Comprehensive quality control utilizing the prehybridization third-dye image leads to accurate gene expression measurements by cDNA microarrays

Abstract

Background: Gene expression profiling using microarrays has become an important genetic tool. Spotted arrays prepared in academic labs have the advantage of low cost and high design and content flexibility, but are often limited by their susceptibility to quality control (QC) issues. Previously, we have reported a novel 3-color microarray technology that enabled array fabrication QC. In this report we further investigated its advantage in spot-level data QC.

Results: We found that inadequate amount of bound probes available for hybridization led to significant, gene-specific compression in ratio measurements, increased data variability, and printing pin dependent heterogeneities. The impact of such problems can be captured through the definition of quality scores, and efficiently controlled through quality-dependent filtering and normalization. We compared gene expression measurements derived using our data processing pipeline with the known input ratios of spiked in control clones, and with the measurements by quantitative real time RT-PCR. In each case, highly linear relationships (R2 > 0.94) were observed, with modest compression in the microarray measurements (correction factor < 1.17).
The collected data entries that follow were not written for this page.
PR #448, opened 2021-04-21
Chore/intrinio tiingo mods

aalu1418:
Modifications to intrinio:
* changing the quote type from `bid` & `ask` to `last` price only (`bid` and `ask` are only present during trading hours and do not reflect actual trade prices)
* added additional accepted parameters in the request body

Modifications to tiingo
* default endpoint is `eod` (other submitted endpoints will follow `eod`)
* additional accepted parameters in the request body

### DIFF
--- a/intrinio/src/adapter.ts
+++ b/intrinio/src/adapter.ts
@@ -47,7 +47,7 @@ export const startService = (config: Config): void => {
 }
 
 const customParams = {
-  base: ['base', 'from', 'coin', 'market', 'asset'],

Conclusion: Our microarray analytical and technical advancements enabled a better dissection of the sources of data variability and hence a more efficient QC. With that highly accurate gene expression measurements can be achieved using the cDNA microarray technology.

Figure 1

Increased data compression and variability with decreasing spot TD intensity. Data presented are from the Arabidopsis clone spiked in at a ratio of 30:1. (A) Significant further data compression occurred when spot TD intensity falls below 5,000 RFU/pixel. '•' are individual data points, 'o' represent the LOWESS mean of data, and the straight-line is the linear regression. (B) CV in ratio measurements was presented against spot TD intensity. Data variability increased significantly when spot TD intensity falls below 5,000 RFU/pixel.

Figure 2

The disparity in the amount of probe printed is a major source of pin difference in microarrays. Using one hybridization from the rat thymus experiment, we calculated the mean (A) and the SD (B) in log ratio for data under each pin, and plotted them against the percentage of spots with TD intensity below 5,000 RFU/pixel. There is a clear increase of SD when there are more poor-quality spots under the corresponding pin.

Figure 3

Data filtering utilizing quality scores. The correlation coefficients (mean and SD) between the 6 direct replicate hybridization pairs in data set 4 is plotted against the quality scores q_TD and q_com, showing that filtering by either will improve the replicate consistency.

Figure 4

Quality dependent data filtering and normalization. Data are from one hybridization between day 65 and day 40 DP rats of experiment 1. (A) Log ratio distribution before normalization is plotted against q_com. Spots with q_com < 0.20 exhibit significantly increased variability, and will be reset to q_com = 0. Normalization will be performed for all spots with q_com > 0.20. Also shown are the normalization factor (solid line) and the local 3 SD from mean (dotted line). (B) The same data after filtering and normalization.

Figure 5

Comparison of Z-norm and MA-norm methods. Data shown are the differences in the correlation coefficients r between all 74 direct replicate pairs from the four data sets using the two normalization approaches. X-axis values are random numbers assigned to each data point in order to separate them. For most cases, Z-norm leads to better replicate correlations. The solid lines show the mean difference and the standard error of the mean. The difference is significant with p < 0.0001.

Figure 6

Accuracy of gene expression measurements by our microarray platform. (A) The measured ratio is compared with the actual ratio, using raw ratio measurements (Raw), ratio after our normalization pipeline (Z-norm), and ratio after MA-LOWESS normalization (MA-norm). Good agreements between measured and actual are observed. The last data point is excluded from the linear regressions. (B) Measurements by microarray are compared with those by RT-PCR in the rat liver experiment. Again a highly linear relationship is observed, with very small compression in the microarray measurements. Our method exhibits a moderate, insignificant improvement over MA-norm. Seven genes with poor quality microarray data (open circles) were excluded from the linear regression.